What the task asks - "Even better would" appears in one line of the records below. Output that line and each one after it, exactly, through the last line.

Start of Listed records

PR #2651, opened 2015-10-15
[v6r14] Documentation fixes

andresailer:
Just some things I stumbled across while compiling my own (ILCDIRAC) documentation
This should go to whatever release the documentation is compiled from, please let me know if it is another branch...

Fixes for this:
http://diracgrid.org/files/docs/CodeDocumentation/Core/Utilities/ReturnValues.html
And this
http://diracgrid.org/files/docs/CodeDocumentation/Interfaces/API/Job.html#DIRAC.Interfaces.API.Job.Job.setExecutable

### DIFF
--- a/Core/Utilities/ReturnValues.py
+++ b/Core/Utilities/ReturnValues.py
@@ -1,19 +1,27 @@
 # $HeadURL$
 """
    DIRAC return dictionary
+
    Message values are converted to string
+
    keys are converted to string
 """
 
 import types
 
 def S_ERROR( messageString = '' ):
-  """ return value on error confition
+  """ return value on error condition
+
   :param string messageString: error description
   """
   return { 'OK' : False, 'Message' : str( messageString )  }
 
 def S_OK( value = None ):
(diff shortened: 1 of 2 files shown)


chaen:
In fact this is something I already wanted to point out. We should have for each release of DIRAC a corresponding release of DIRACDocs and TestDIRAC, because currently things are inconsistent. Also, it would be nice if the diracgrid website could expose the versioning of the documentation (it must be feasible since SQLAlchemy is doing it using sphynx : http://docs.sqlalchemy.org/en/rel_1_0/ )

Review OK btw :-)

andresailer:
Yes, it would be nice to have at least the version mentioned on the website.
Even better would be to be able to chose the version to be displayed, like in the python std lib documentation, which is also based on sphinx. Maybe somebody should open a feature request in DIRACDocs :)

chaen:
Somebody opened a feature request in DIRACDocs https://github.com/DIRACGrid/DIRACDocs/issues/64 :-)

End of Listed records

Exercise output -
Even better would be to be able to chose the version to be displayed, like in the python std lib documentation, which is also based on sphinx. Maybe somebody should open a feature request in DIRACDocs :)

chaen:
Somebody opened a feature request in DIRACDocs https://github.com/DIRACGrid/DIRACDocs/issues/64 :-)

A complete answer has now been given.